*** AVAILABLE RECORDS ***
PR #257, opened 2019-01-21
Added monthly import helper

spencerldixon:
Added a monthly import helper to make importing the stats easier

### DIFF
--- a/lib/modules/import_tools.rb
+++ b/lib/modules/import_tools.rb
@@ -22,4 +22,14 @@ module ImportTools
   def self.dump_path
     Rails.root.join("lib", "data", "seeds", "pre_seeded_database.sql")
   end
+
+  def self.monthly_import
+    ActiveRecord::Base.transaction do
+      CountryStatistic.delete_all
+      PameStatistic.delete_all
+      Stats::CountryStatisticsImporter.import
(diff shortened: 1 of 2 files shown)


lib/modules/import_tools.rb
```diff
@@ -22,4 +22,14 @@ def self.last_import
   def self.dump_path
     Rails.root.join("lib", "data", "seeds", "pre_seeded_database.sql")
   end
+
+  def self.monthly_import
```
Levia: Is this used anywhere? 
Not sure if it's implicitly called somewhere.

Also, what about the previous code in the importer itself?

spencerldixon: We run this every month to import the statistics, I've just added it as a helper here so that I can just call `ImportTools.monthly_import` instead of writing out 5 lines in the console each time. Would be happy to move it elsewhere if needs be or work it into the process to automate it where possible

Levia: Makes sense. I was thinking that perhaps the `Wdpa::PameImporter` could be added into the list of importers of the `execute_importers` method inside the `Wdpa::Importer` class.

Sorry, too many `importers`!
*** End of AVAILABLE RECORDS ***
• _YOUR TASK_:
What you return should match the data character for character.

• _OUTPUT FOR THIS EXERCISE_:
PR #257, opened 2019-01-21
Added monthly import helper

spencerldixon:
Added a monthly import helper to make importing the stats easier

### DIFF
--- a/lib/modules/import_tools.rb
+++ b/lib/modules/import_tools.rb
@@ -22,4 +22,14 @@ module ImportTools
   def self.dump_path
     Rails.root.join("lib", "data", "seeds", "pre_seeded_database.sql")
   end
+
+  def self.monthly_import
+    ActiveRecord::Base.transaction do
+      CountryStatistic.delete_all
+      PameStatistic.delete_all
+      Stats::CountryStatisticsImporter.import
(diff shortened: 1 of 2 files shown)


lib/modules/import_tools.rb
```diff
@@ -22,4 +22,14 @@ def self.last_import
   def self.dump_path
     Rails.root.join("lib", "data", "seeds", "pre_seeded_database.sql")
   end
+
+  def self.monthly_import
```
Levia: Is this used anywhere? 
Not sure if it's implicitly called somewhere.

Also, what about the previous code in the importer itself?

spencerldixon: We run this every month to import the statistics, I've just added it as a helper here so that I can just call `ImportTools.monthly_import` instead of writing out 5 lines in the console each time. Would be happy to move it elsewhere if needs be or work it into the process to automate it where possible

Levia: Makes sense. I was thinking that perhaps the `Wdpa::PameImporter` could be added into the list of importers of the `execute_importers` method inside the `Wdpa::Importer` class.

Sorry, too many `importers`!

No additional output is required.